Question detail

What type of monomers are proteins made from?

Try the question, check the answer, then read the explanation to understand the curriculum point.

At a glance

MCQ

Type

practice

Style

Topic

Reactions of alkenes and alcohols (chemistry only)

Question

  1. A. Nucleotides
  2. B. Amino acids
  3. C. Fatty acids
  4. D. Monosaccharides

Answer

The correct option is Amino acids.

Explanation

The correct option is Amino acids. Amino acids is correct because it directly supports the approved learning objective to other naturally occurring polymers important for life include proteins, starch and cellulose. This belongs to Polymerisation and naturally occurring polymers within Reactions of alkenes and alcohols (chemistry only), so the answer must use the correct organic chemistry context. The other options are incorrect when they confuse the organic family, formula type, reaction condition, product, or property being tested.
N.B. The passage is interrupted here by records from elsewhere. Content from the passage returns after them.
PR #525, opened 2026-08-13
Add 'xtc bundle': merge compiled modules into a single multi-module .xtc

lagergren:
## Summary

Adds a `bundle` verb to the unified launcher that merges compiled per-module `.xtc` files into a **single multi-module `.xtc` container** ("bundle") that every tool — runner, compiler, linker, reflection — can resolve modules from by name. One file replaces a `lib/` directory.

The `.xtc` format always defined a `FileStructure` as a container of one or more modules, and the runtime already fuses `ecstasy`+`mack`+`_native` into one in-memory structure on every startup; a bundle simply persists that shape to disk.

```bash
xtc bundle -L build/install/myapp/lib          # bundle an install dir, main module inferred
xec -L myapp.bundle.xtc myapp.bundle.xtc       # run straight from the bundle
```

## What's in the change

**The `bundle` verb** (`Bundler`, `BundlerOptions`, `Launcher` wiring): selection by *declared* module name from the module path (or explicit names/files), main-module inference (`--main` to override), `-o` output, `--include-system` to lift the default exclusion of `xtclang.org` modules (app bundles stay lean; system modules remain run-time-resolved fingerprints), and a warning when a statically-imported module on the path is left out of the bundle.

**Format/assembly layer**:
- `FileStructure.merge` now supersedes a same-id fingerprint with the real module (previously a silent no-op — the "merge order is critical" trap) and synthesizes `Required` fingerprints for dependencies of a merged module that are real siblings in a multi-module source, making merged/detached modules self-describing.
- `FileStructure.linkModules` (runtime): module ids absorbed from a multi-module file that the app never imports are skipped instead of failing the link.
- `ModuleStructure.markEmbedded()` — bundled non-main modules persist as `ModuleType.Embedded` (previously unreachable; `Primary` non-main members trip an assert under `-ea`).
- `FileStructure.hasMultipleChildren()`, `validateModuleConstants()` (pool validation usable offline, without the runtime-only NakedRef precondition).

**Repository layer**: `FileRepository` generalized to expose every real module of a container (`getModuleNames`/`loadModule`, plus a mandatory version-aware `loadModule` override), serving non-main members as **memoized detached copies**; `xCoreRepository.getModule` does the same at the Ecstasy reflection boundary. This preserves the pervasive assumption that a module's file structure is its own single-module file (`getResolvedModule(...).mainModule`, runtime-compiler fingerprint hoisting).

**Bundle metadata and reflection support added after review**:
- Persistent `.xtc` headers now carry constant-pool-free `FileTemplate.Kind` metadata: `Single`, `Library`, and `Executable`. Multi-module bundle output is written as `Library`; `Executable` is represented for the future fully-linked workflow.
- The metadata records real module names, excluding fingerprints, and optional version strings before the constant pool. `FileStructure.readMetadata(...)` can read that block without deserializing the full file.
- `FileRepository` uses the new metadata path to list bundled modules and available versions cheaply, while still loading/detaching module bodies only when a caller asks for a specific module.
- Ecstasy reflection can now tell whether an uploaded file is a bundle via `FileTemplate.kind`, `moduleNames`, and `bundle`; `ModuleTemplate.fingerprint` is native-backed so embedded real modules are distinguishable from dependency fingerprints.
- Round-trip tests cover `Single` and `Library` metadata, unknown metadata block skipping, repository version discovery, and the bundle file kind written by `xtc bundle`.

**Single-file XDK**: opt-in `./gradlew xdk:bundleXdk` (JavaExec, incremental, configuration-cache compatible) produces `xdk/build/bundle/xdk.xtc` — all 22 XDK modules (ecstasy as main, mack, `_native`, every lib) in one fully self-contained 4.36 MB file with zero remaining fingerprints.

**Docs**: `doc/xtc-bundle.md` (concepts, pipeline, design notes, implementation map, validation record, limitations, future work) and the `xtc bundle` section in `doc/xtc-cli.md`.

## Validation

- **xqiz.it platform** (11 modules): bundles to one 2.48 MB `platform.xtc` (separate files ~4.9 MB — shared constant pool) and boots with full parity: identical log sequence and HTTPS behavior, dynamic by-name resolution (`host`/`platformUI`/`proxy_manager`), and the runtime jsondb module generation-and-compile path all work from the single file.
- **Single-file XDK**: applications compile and run with `-L xdk.xtc` as the only system library reference.
- **Two-bundle deployment**: the platform boots and serves from `java -jar javatools.jar run -L xdk.xtc -L platform.xtc platform.xtc <pw>` — two bundle files and a jar, zero lib directories.
- Footprint of the bundled XDK on a trivial app: +25% max RSS, +11% startup vs the lib dir (why the single-file XDK stays opt-in for now).
- 14 new tests (`BundlerTest`, JSON round-trip, dispatch coverage); `javatools:test` and `xdk:test` green.
- Review-response focused verification: `./gradlew javatools:test --rerun-tasks --tests org.xvm.asm.FileStructureTest --tests org.xvm.tool.BundlerTest`.

## Follow-ups (not in this PR)

Switching the generated launcher scripts / docker image / distribution artifacts to `xdk.xtc` and making the single file the default XDK form; a Gradle plugin `xtcBundle` task; fully self-contained application blobs; platform-side upload handling that uses the new `FileTemplate.bundle`/metadata surface.


javatools/src/main/java/org/xvm/asm/FileStructure.java
```diff
@@ -828,6 +871,14 @@ public boolean hasChildren() {
         return getChildrenCount() > 0;
     }
 
+    /**
+     * @return true iff this FileStructure contains more than one module, i.e. it is a
+     *         multi-module container rather than a plain single-module file
+     */
+    public boolean hasMultipleChildren() {
+        return getChildrenCount() > 1;
+    }
```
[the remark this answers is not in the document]
lagergren: Addressed in ea7569082. Copilot was right: FileStructure children include fingerprint dependency stubs, so hasMultipleChildren() now counts only real non-fingerprint modules. Added FileStructureTest.testHasMultipleChildrenIgnoresFingerprints and reran the focused FileStructure/Bundler tests.

ggleyzer:
I haven't looked deeply into this PR yet, but what seems to completely missing is any natural (ecstasy.mgmt and ecstasy.reflect) support for the bundle. We definitely need to make sure the bundle works with the platform. Do we need some addition to the `ModuleRepository` API? Any changes to the `FileTemplate`?

ggleyzer:
To make it a bit more clear, the platform's "upload" endpoint stores a file and uses `Container.loadFileTemplate()` to create a `FileTemplate`. Maybe all we need is an ability for the `FileTemplate` to tell that it's a bundle...

But then there is definitely work to be done on the platform side to process that scenario

ggleyzer (dismissed):
See my comments above please

cpurdy (changes requested):
All in all, this is aligned with what we had planned, so it's a good start. There are a number of issues we need to address before bringing it into the master codebase, so let me enumerate those:

1. When we do this, it will break the platform project, at least temporarily. We need to be prepared for that, including having some additional API support in the Ecstasy libraries for accessing information about the underlying FileTemplate and ModuleTemplate information.
2. Specifically, on ModuleTemplate.x, I am suggesting a change to the API and documentation as follows:
```
    /**
     * Indicates whether this ModuleTemplate is a module fingerprint.
     *
     * A module fingerprint is a ModuleTemplate containing only the subset of the identities within
     * that module that is depended upon by other modules within a FileTemplate, and thus required
     * for linking to. This structure is called a "module fingerprint", because it represents only
     * the outline of the module, and multiple versions of that module may be able to match
     * (fulfill the requirements of) that same fingerprint. As part of the linking process, a module
     * fingerprint that is depended upon is replaced with an actual, complete module definition that
     * matches the fingerprint.
     *
     * A module with `fingerprint == True` must be `resolved == False`.
     */
    @RO Boolean fingerprint.get() = !resolved && this != parent.mainModule;

    /**
     * Indicates whether this ModuleTemplate has been linked, for example by [FileTemplate.resolve].
     *
     * An unresolved module may be a [fingerprint] module. A `resolved` module is never a
     * [fingerprint] module.
     */
    @RO Boolean resolved;
```
 3. We would be using the bundling feature for two dimensions. The first dimension is what you have implemented in this PR. We have decided to name the points on this dimension as follows: (i) "single module", (ii) "library", and (iii) "xecable". The first (`Single`) represent the compiler output: a single module of a single (default CI) version (and any number of  additional fingerprints). The second (`Library`) represents more than one module and/or more than one version of module(s) (and any number of  additional fingerprints). The third (`Xecable`) represents a fully linked module and all the modules its depends upon (transitively closed), ready to be run by `xec`;  it would not contain any fingerprints. We do not need to fully implement all of these and the supporting tool workflows for them today, but we should agree on the terms and goals.
 4. We should modify the header of the persistent FileStructure (see `assemble()` and `disassemble()`) to add this meta information in a length-encoded format at the front of the file (`assemble()` would omit it under a new major/minor version combo, and `disassemble()` would either verify its correctness or skip over it). It would contain the enum `Single/Library/Xecable`, a list of module names (not including any fingerprints) in the file, and an optional (?) version tree for each. None of the meta information would contain any references into the ConstantPool, to avoid the requirement for deserialization.
 5. We would introduce helpers to get this meta data without disassembling the FileTemplate, and take advantage of those new helpers, which should dramatically improve performance of some of our tools.
6. Before merging the branch into master, we'd modify platform to use it, and use that as a test case.

I've gone over the gist of this approach with Gene to validate my assumptions and the feasibility, and while this isn't the a blocker or priority for the JIT project (which is consuming most of our cycles), it is an important step in the overall Ecstasy project.

lagergren:
@ggleyzer addressed in b94e1bf46.

The pushed changes add the natural `ecstasy.reflect` support that the platform upload path needs:

- `FileTemplate.Kind` with `Single`, `Library`, and `Xecable`
- `FileTemplate.kind`, `moduleNames`, and `bundle`
- native-backed `ModuleTemplate.fingerprint`, so embedded real modules and dependency fingerprints are no longer inferred by the old heuristic

On the repository side, I did not add a new `ModuleRepository` API in this pass. Instead, `FileRepository` now reads the constant-pool-free metadata header and can expose bundled module names/versions cheaply through the existing repository surface. The platform can use `Container.loadFileTemplate()` and then branch on `FileTemplate.bundle` / `kind` / `moduleNames` for the upload scenario you called out.

I also updated the PR description with the significant review-response changes and left platform-side upload processing as an explicit follow-up.

lagergren:
@cpurdy addressed in b94e1bf46.

Summary against the numbered review items:

1. Added the Ecstasy reflection surface needed by platform upload handling: `FileTemplate.kind`, `moduleNames`, `bundle`, and native-backed `ModuleTemplate.fingerprint`.
2. Updated `ModuleTemplate.fingerprint` to match the proposed model semantically, but made it native-backed so the Java structure tells Ecstasy whether a module is actually a fingerprint.
3. Added the `Single` / `Library` / `Xecable` terminology as `FileTemplate.Kind`. `xtc bundle` writes multi-module output as `Library`; `Xecable` is represented but the producing workflow remains future work.
4. Added a length-prefixed metadata block immediately after the file magic/version and before the constant pool. It records the kind, real module names excluding fingerprints, and version strings, with no constant-pool references. Disassembly verifies known metadata against the module contents and skips unknown metadata formats.
5. Added `FileStructure.readMetadata(...)` overloads so tools/repositories can inspect the metadata without deserializing the file body. `FileRepository` now uses that path to populate module names and available versions cheaply.
6. Platform-side upload behavior is still called out as a follow-up, but the PR now provides the metadata/reflection API that platform needs to detect and branch on bundles.

I updated the PR description with the significant review-response changes and added focused tests for metadata round-trips, unknown metadata skipping, repository version discovery, and bundle kind tagging.

javatools/src/main/java/org/xvm/runtime/template/_native/reflect/xRTComponentTemplate.java
```diff
@@ -277,7 +277,7 @@ public static TypeComposition getMultiMethodTemplateComposition(Container contai
      * @return the handle to the appropriate Ecstasy {@code ComponentTemplate.Format} enum value
      */
     protected static EnumHandle makeFormatHandle(Frame frame, Component.Format format) {
-        xEnum enumForm = (xEnum) INSTANCE.f_container.getTemplate("reflect.ComponentTemplate.Format");
+        var enumForm = INSTANCE.f_container.getTemplate("reflect.ComponentTemplate.Format", xEnum.class);
```
ggleyzer: I completely disagree with this refactoring. We are writing code for a human reader, not LLMs or compilers. When a person reads the code, we should make it easier, not harder to understand. In this instance, while I like your refactoring of `getTemplate()` API and getting rid of the casts, I strongly believe that 

    xEmum enumForm = INSTANCE.f_container.getTemplate("reflect.ComponentTemplate.Format", xEnum.class);

would read better than "var". What are we trying to accomplish here by using `var` anyway?

lagergren: Not repeating the type twice on the same line, when it is in one place - readable and explicit only. Easier to read, recommended for Java coding standards, and also removing a cast that also makes it harder to factor out the info. Imho this is a well used idiom, and casts in Java should be avoided. Ideally, we should have an API that explicitly requested the right types by function name, and never have any "object" or erasure returns, since that is a bit of a code smell. I find this form increases readability significantly, not having to use my brain to sort out three explicit type names in a statement of code, and I find that most people agree here. This is a human readability enhancement. I don't care about cognitive load on LLMs

javatools/src/main/java/org/xvm/runtime/template/_native/reflect/xRTModuleTemplate.java
```diff
@@ -99,8 +103,11 @@ public int invokeNativeGet(Frame frame, String sPropName, ObjectHandle hTarget,
      * Implements property: modulesByPath.get()
      */
     public int getPropertyModulesByPath(Frame frame, ComponentTemplateHandle hTemplate, int iReturn) {
```
ggleyzer, line 105: What is the point of this splitting one method in two? I know Claude/Codex like this, but why should we...

javatools/src/main/java/org/xvm/runtime/template/_native/reflect/xRTComponentTemplate.java
ggleyzer: I respectfully disagree:
1) It's not easier to read at all; the reader's eyes shouldn't need to go all the way to the right to see what the type of `enumForm` is. 
2) Using `var` is recommended **only** when it improves readability, but it is not meant to replace explicit types everywhere.
3) I wrote earlier, that I liked removing the cast; not arguing that at all

One other point:
There is such a thing as code style. I would not ever go and change a "style" of a class that you had created. But you are changing an existing code to match your personal style. Besides; you're doing it randomly. For example there are many places that say:

    ConstantPool pool = getConstantPool();
    
why not replace it with

    var pool = getConstantPool();
    
On top that, instead of creating a targeted and as succinct as possible a change that is concentrated on the issue at hand, we are having a large change that is 50% refactoring.

ggleyzer: BTW, I realize that you actually didn't write almost any of that by hand. You just have this style in your skill.md file and Claude follows it. It should be very easy to tell Claude not to do it if an existing class doesn't have that style

ggleyzer:
I know that Cam has been reviewing the `asm` part of the change, so I only reviewed the `runtime` part. Outside of the stylistic issues I outlined above, it looks good.

javatools/src/main/java/org/xvm/runtime/template/_native/reflect/xRTComponentTemplate.java
lagergren: Agreed on minimizing non-payload style churn in this PR. I pushed a89dd234e to restore explicit locals in the touched runtime classes while keeping the typed `getTemplate(..., xEnum.class)` accessor and removing the cast.

I still think the typed accessor is worth keeping because it moves the cast to the accessor boundary and makes the expected runtime type part of the call contract. That reduces repeated low-value syntax on a line where the business intent is otherwise apparent. The broader cleanup principle belongs in a separate modernization branch, not mixed randomly into this feature PR.

lagergren:
I agree with minimizing non-payload style churn in this PR, so I pushed a small follow-up that restores explicit locals in the touched runtime classes and removes the unnecessary helper split.

I still think the additive typed accessors are worth keeping. They are not just style: they move the cast to the accessor boundary and make the expected runtime type part of the call contract. That reduces repeated low-value syntax like “declare type, cast to same type, then use it” on a line where the business intent is otherwise apparent.

More broadly, I do think we should keep moving this code toward readable business logic instead of scaffolding-heavy Java idioms where the mechanics dominate the intent. In places where a stream/lambda or a small typed helper makes the operation read directly, I consider that an improvement. For this PR, though, I’m keeping that principle constrained to payload-bearing changes and leaving broader modernization for a separate branch.

javatools/src/main/java/org/xvm/runtime/template/_native/reflect/xRTModuleTemplate.java
lagergren: Agreed; I removed this extra helper split in a89dd234e. It was not carrying enough weight for this PR. The method is back to one implementation, while the typed component accessor remains because it keeps the cast at the accessor boundary instead of scattering it through the business logic.

lagergren:
I would strongly argue that we should postpone @cpurdy point 6. I believe (at least I hope) I have tested this extensively now and I do not think I am breaking compatibility.  It would be, IMHO, far better to get this into master, then update the platform to try to use it, and fix any issues or any errors in thinking about apis/abstraction that we find out are there.  This is a semantic change and a bytecode level change (version), so I would definitely put it in master first and then incrementally improve it if anything is lacking. 

I have, however, done a few platform repo tests and I can put up a POC branch later.  But as usual, if this is backwards compatible and you think it goes in the right direction it should get merged. Gitflow tends to fit better working incrementally, and there is also the time spent having to keep something scheduled to merge rebased and tested.

lagergren:
Follow-up for the remaining executable-bundle work is tracked in #537: https://github.com/xtclang/xvm/issues/537

That issue covers producing a real `FileTemplate.Kind.Executable` artifact, validating that `xec` can run it, and checking whether the platform can run from that artifact shape. I plan to take that on next; this PR should stay focused on landing the library-bundle workflow, metadata format, repository support, and reflection API now.

ggleyzer:
> I would strongly argue that we should postpone @cpurdy point 6. I believe (at least I hope) I have tested this extensively now and I do not think I am breaking compatibility. It would be, IMHO, far better to get this into master, then update the platform to try to use it, and fix any issues or any errors in thinking about apis/abstraction that we find out are there. This is a semantic change and a bytecode level change (version), so I would definitely put it in master first and then incrementally improve it if anything is lacking.
> 
> I have, however, done a few platform repo tests and I can put up a POC branch later. But as usual, if this is backwards compatible and you think it goes in the right direction it should get merged. Gitflow tends to fit better working incrementally, and there is also the time spent having to keep something scheduled to merge rebased and tested.

Agree; as long as the existing bahevior is preserved I see no problem with adding the library support later

javatools/src/main/java/org/xvm/runtime/template/_native/reflect/xRTModuleTemplate.java
```diff
@@ -100,7 +104,7 @@ public int invokeNativeGet(Frame frame, String sPropName, ObjectHandle hTarget,
...
```
ggleyzer, line 105: I don't see a point in splitting this method in two

lagergren:
@cpurdy Your extra commit looks good and it clears up the Version ambiguities well. I have no problems with it.  If everything else is in order, and you think we are fine to go in, please approve the PR and we can merge it. 

I can think of some immediate followups for the API and for enabling "Executable" xtc files, and anything that may fall out when doing more testing than I have done on stuff like single xdk.xtc files and platform.xtc files.  As soon as I have approval, I can merge this to master! 

/M

lagergren:
I audited the two review commits (b77199333, 8005132e0). Most of it is genuinely good — the `VersionTree.contains()` fix for valueless intermediate nodes, the `getEldestSibling()` clone-safety fix, and replacing the assert-only `Collections.unmodifiable*` wrapping (which only protected under `-ea`) are all real improvements, and I've kept every bit of that. But two behaviors regressed, and both have to go back. I've restored them in 8be552ddd and 0f89b4bdd, with regression tests, rather than reverting anything:

**1. CI versions became unconstructable from int parts (8be552ddd).** The guard in `Version(int[], String)` was tightened from `-PREFIX.length` (−6) to `-5` — which matches the *stale comment* above it, not the parser, which still encodes `"ci"` as −6. That's not a latent nit: `VersionTree`'s own iterator rebuilds each `Version` from int parts, so any tree containing a `-ci` version threw `IllegalStateException` on iteration — reachable from `writeFileInfo` (bundling a CI-versioned module), every `getAvailableVersions` consumer, and `withoutBuild()`. Nothing caught it because no test used a CI version; there is one now. The bound is also no longer a magic number — it's derived from the `TEXT` table as `CATEGORY_CI`/`CATEGORY_NONE`, so the guard and the encoding can't drift apart again, and the `NONE` sentinel stays unconstructable as intended.

**2. The module listing went non-deterministic (0f89b4bdd).** `FileInfo`'s canonicalizing constructor collected the module map with `Collectors.toUnmodifiableMap`, which throws away the main-module-first `LinkedHashMap` ordering that both `buildFileInfo` and `readFileInfo` deliberately construct — ordering that bb5029d75 explicitly established on this branch. The scrambling is user-visible: `FileRepository.getModuleNames()` and the Ecstasy reflection module list served through `xRTFileTemplate` varied from run to run (JDK immutable maps salt their iteration order per JVM). And because `Map.equals` is order-insensitive, changing the test assertions from `List.of("App", "Lib")` to `Set.of(...)` didn't just miss the regression — it deleted the only assertion that could have caught it. Deterministic output ordering is a hard requirement for me: golden tests, reproducible bundles, and stable tooling output all depend on it. The constructor now copies into a `LinkedHashMap` wrapped unmodifiable — same read-only guarantee (`ensureReadOnly` on each tree is kept, and the raw `VersionTree` cast is gone), plus the order contract, and the round-trip test asserts the order explicitly again.

Both fixes are additive on top of the review commits — no behavior from them is reverted beyond these two points. `VersionTest`, `FileStructureTest`, and `BundlerTest` pass locally.

cpurdy (approved):

cpurdy:
... and of course the build fails *after* I approve it! 🤣

lagergren:
> ... and of course the build fails _after_ I approve it! 🤣

Dont' worry. Those were racy runParallel tests. I should disable those until the gradle plugin uses the Tool/Embedding API.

Keep molecular formula, structural formula, displayed formula, and general formula distinct. Do not confuse alkanes with alkenes, saturated with unsaturated, cracking with combustion, polymers with monomers, or hydrocarbons with oxygen-containing alcohols and carboxylic acids. When formulae are used, preserve the stored notation exactly and explain the GCSE chemistry idea in words rather than using unsupported displayed-formula diagrams.

Common mistake

Confusing Types of Polymers

Students often confuse proteins, starch, and cellulose as synthetic polymers rather than naturally occurring ones.

Remember that proteins, starch, and cellulose are naturally occurring polymers made from biological monomers, while synthetic polymers are man-made.